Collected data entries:
______________________________
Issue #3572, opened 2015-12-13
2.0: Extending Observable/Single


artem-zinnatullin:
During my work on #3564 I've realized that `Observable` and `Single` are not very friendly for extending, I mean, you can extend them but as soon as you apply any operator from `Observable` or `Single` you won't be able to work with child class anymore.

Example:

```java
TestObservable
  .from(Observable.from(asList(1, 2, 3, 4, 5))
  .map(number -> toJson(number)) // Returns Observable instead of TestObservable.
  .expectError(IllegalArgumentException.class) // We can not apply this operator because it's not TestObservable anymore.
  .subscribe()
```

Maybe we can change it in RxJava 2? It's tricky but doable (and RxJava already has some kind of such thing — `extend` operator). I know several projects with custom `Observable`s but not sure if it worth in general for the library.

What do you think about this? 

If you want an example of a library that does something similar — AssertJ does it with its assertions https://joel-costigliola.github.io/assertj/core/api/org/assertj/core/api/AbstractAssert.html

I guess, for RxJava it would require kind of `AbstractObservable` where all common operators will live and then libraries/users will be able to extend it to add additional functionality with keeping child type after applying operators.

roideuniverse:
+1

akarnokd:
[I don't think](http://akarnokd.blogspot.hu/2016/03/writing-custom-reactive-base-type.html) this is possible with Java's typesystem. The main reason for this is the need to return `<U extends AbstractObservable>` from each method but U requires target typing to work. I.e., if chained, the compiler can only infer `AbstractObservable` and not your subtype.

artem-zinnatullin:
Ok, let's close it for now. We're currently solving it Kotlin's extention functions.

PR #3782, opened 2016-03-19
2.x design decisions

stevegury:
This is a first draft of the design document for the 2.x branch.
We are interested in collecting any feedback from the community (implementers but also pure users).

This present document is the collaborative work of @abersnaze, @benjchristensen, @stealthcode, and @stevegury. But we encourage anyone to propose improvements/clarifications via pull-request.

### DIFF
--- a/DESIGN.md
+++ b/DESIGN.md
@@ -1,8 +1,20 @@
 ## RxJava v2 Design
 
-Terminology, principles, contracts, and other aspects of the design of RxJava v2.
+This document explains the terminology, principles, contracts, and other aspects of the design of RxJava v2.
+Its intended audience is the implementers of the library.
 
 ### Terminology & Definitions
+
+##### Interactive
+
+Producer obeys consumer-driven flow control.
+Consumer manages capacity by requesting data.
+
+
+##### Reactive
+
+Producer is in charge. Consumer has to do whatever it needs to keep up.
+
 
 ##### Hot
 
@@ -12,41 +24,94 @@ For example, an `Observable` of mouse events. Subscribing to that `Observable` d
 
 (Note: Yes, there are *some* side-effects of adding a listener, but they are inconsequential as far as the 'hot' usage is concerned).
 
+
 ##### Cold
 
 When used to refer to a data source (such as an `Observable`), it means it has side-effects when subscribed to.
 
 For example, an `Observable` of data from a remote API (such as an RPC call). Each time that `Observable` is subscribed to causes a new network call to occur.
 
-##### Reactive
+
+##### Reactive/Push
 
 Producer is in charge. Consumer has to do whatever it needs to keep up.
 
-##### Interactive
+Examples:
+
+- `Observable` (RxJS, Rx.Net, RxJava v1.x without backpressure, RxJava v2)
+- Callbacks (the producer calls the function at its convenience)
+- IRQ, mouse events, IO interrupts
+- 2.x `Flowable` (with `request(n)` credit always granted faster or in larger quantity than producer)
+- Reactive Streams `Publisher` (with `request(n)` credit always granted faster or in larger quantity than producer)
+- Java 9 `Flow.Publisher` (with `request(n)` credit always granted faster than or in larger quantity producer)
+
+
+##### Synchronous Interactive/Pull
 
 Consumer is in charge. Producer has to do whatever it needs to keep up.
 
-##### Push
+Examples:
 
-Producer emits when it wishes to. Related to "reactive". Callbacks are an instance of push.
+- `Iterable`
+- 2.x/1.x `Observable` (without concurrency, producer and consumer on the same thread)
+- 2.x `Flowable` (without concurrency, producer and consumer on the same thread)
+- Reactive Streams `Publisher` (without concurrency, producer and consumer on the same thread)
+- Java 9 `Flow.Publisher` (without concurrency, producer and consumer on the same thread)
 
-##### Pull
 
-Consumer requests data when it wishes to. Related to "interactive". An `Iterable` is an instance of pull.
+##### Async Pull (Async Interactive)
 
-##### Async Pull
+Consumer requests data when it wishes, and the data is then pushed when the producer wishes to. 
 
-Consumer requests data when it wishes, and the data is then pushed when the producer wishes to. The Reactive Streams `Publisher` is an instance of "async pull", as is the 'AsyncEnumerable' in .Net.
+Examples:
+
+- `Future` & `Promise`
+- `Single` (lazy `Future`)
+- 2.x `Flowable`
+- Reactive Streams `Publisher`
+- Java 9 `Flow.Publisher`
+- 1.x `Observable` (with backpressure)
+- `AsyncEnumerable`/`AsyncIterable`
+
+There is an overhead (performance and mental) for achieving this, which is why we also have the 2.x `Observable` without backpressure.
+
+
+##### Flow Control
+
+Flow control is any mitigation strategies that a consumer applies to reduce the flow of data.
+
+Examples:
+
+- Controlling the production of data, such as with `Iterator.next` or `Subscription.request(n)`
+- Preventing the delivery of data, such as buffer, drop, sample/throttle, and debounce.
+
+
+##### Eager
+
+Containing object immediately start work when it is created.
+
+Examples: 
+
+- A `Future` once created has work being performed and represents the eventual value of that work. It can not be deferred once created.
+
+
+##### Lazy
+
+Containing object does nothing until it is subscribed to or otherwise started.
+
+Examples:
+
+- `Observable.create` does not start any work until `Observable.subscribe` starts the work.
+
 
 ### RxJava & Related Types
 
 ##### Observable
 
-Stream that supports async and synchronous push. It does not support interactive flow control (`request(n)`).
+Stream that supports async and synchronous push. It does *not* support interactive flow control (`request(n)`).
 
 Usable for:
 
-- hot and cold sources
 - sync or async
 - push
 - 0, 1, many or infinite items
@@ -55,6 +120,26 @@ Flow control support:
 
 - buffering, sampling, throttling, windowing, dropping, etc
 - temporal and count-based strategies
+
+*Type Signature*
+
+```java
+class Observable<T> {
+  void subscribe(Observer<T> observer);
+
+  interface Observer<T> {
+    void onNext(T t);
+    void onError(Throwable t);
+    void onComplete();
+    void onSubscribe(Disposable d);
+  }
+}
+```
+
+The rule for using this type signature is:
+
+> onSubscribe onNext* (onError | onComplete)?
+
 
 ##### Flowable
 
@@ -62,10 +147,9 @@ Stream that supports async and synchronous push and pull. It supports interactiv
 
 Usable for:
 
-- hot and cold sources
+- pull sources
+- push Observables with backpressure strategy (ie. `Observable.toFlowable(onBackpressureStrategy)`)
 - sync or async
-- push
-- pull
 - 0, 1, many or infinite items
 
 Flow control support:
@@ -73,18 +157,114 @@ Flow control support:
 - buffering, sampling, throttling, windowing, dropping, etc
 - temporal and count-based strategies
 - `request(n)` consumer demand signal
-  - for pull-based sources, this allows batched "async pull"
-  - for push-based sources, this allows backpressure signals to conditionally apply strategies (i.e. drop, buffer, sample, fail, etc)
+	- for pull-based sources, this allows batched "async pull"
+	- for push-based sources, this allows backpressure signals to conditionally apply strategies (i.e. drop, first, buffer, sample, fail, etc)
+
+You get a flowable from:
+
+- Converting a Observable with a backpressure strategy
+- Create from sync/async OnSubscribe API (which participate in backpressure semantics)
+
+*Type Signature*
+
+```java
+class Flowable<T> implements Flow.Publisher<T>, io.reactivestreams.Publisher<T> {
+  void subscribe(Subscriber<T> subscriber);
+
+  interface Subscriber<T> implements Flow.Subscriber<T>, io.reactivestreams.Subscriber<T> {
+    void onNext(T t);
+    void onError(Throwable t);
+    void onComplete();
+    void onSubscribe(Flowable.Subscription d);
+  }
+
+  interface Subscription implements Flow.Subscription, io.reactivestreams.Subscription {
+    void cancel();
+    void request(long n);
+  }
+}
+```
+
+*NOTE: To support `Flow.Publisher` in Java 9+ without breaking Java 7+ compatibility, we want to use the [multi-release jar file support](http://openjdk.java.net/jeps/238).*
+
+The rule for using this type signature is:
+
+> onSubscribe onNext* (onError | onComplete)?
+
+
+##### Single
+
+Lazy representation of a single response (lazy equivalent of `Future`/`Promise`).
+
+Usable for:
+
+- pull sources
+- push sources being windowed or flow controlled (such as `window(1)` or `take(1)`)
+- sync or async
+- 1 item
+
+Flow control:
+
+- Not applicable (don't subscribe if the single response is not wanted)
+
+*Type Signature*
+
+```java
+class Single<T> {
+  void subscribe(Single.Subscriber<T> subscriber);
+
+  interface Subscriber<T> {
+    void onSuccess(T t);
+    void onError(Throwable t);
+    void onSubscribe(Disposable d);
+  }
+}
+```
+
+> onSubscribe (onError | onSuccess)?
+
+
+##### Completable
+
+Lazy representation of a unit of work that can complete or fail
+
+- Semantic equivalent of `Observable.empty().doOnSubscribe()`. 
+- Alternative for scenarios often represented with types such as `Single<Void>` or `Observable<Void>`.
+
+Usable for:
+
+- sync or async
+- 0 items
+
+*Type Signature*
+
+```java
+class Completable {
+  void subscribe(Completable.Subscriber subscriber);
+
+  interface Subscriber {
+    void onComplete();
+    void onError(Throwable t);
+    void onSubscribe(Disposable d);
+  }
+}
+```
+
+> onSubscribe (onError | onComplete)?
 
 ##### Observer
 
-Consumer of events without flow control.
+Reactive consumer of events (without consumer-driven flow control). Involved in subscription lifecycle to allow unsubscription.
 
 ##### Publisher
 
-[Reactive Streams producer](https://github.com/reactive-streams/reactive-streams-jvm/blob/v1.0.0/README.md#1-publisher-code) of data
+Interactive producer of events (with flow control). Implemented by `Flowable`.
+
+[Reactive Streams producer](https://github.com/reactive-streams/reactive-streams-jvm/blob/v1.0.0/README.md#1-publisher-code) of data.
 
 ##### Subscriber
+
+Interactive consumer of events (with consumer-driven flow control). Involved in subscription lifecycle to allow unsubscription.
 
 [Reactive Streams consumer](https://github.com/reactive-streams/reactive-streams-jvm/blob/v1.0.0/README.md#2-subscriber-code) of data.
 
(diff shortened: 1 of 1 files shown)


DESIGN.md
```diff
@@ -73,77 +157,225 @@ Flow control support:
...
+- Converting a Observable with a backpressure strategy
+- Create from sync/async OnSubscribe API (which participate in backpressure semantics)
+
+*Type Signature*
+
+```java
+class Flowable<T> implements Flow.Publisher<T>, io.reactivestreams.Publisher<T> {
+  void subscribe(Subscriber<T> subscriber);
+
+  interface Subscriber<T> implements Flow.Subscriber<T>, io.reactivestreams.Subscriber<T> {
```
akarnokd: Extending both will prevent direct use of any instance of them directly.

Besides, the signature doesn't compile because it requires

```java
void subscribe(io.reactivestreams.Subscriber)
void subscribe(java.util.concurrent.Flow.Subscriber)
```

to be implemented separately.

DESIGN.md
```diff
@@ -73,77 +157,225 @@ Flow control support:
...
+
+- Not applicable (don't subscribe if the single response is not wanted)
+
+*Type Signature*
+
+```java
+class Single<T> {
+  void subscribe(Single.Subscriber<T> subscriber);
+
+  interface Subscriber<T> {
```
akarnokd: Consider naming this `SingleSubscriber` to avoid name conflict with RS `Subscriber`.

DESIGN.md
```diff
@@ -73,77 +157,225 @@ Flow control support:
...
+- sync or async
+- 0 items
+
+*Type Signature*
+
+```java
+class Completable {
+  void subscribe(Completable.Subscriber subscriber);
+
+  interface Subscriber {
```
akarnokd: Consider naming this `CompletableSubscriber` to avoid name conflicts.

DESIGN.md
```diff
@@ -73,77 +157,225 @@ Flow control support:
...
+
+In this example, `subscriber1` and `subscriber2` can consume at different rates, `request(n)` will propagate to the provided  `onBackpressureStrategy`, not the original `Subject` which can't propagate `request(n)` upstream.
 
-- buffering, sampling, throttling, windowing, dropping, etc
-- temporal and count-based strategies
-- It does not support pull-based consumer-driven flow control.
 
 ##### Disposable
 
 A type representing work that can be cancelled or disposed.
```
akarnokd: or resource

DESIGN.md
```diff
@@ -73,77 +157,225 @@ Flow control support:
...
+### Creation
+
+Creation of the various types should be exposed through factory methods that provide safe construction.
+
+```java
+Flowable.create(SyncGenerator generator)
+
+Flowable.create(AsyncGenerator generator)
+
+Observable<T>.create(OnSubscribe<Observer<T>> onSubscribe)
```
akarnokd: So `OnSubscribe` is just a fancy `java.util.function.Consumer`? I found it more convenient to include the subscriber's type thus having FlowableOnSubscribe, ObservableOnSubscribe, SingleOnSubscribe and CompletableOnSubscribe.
______________________________
[AIM OF THE EXERCISE] From the records above, copy each line in which the string "fail" occurs.

[ANSWER BOX]
-  - for push-based sources, this allows backpressure signals to conditionally apply strategies (i.e. drop, buffer, sample, fail, etc)
+	- for push-based sources, this allows backpressure signals to conditionally apply strategies (i.e. drop, first, buffer, sample, fail, etc)
+Lazy representation of a unit of work that can complete or fail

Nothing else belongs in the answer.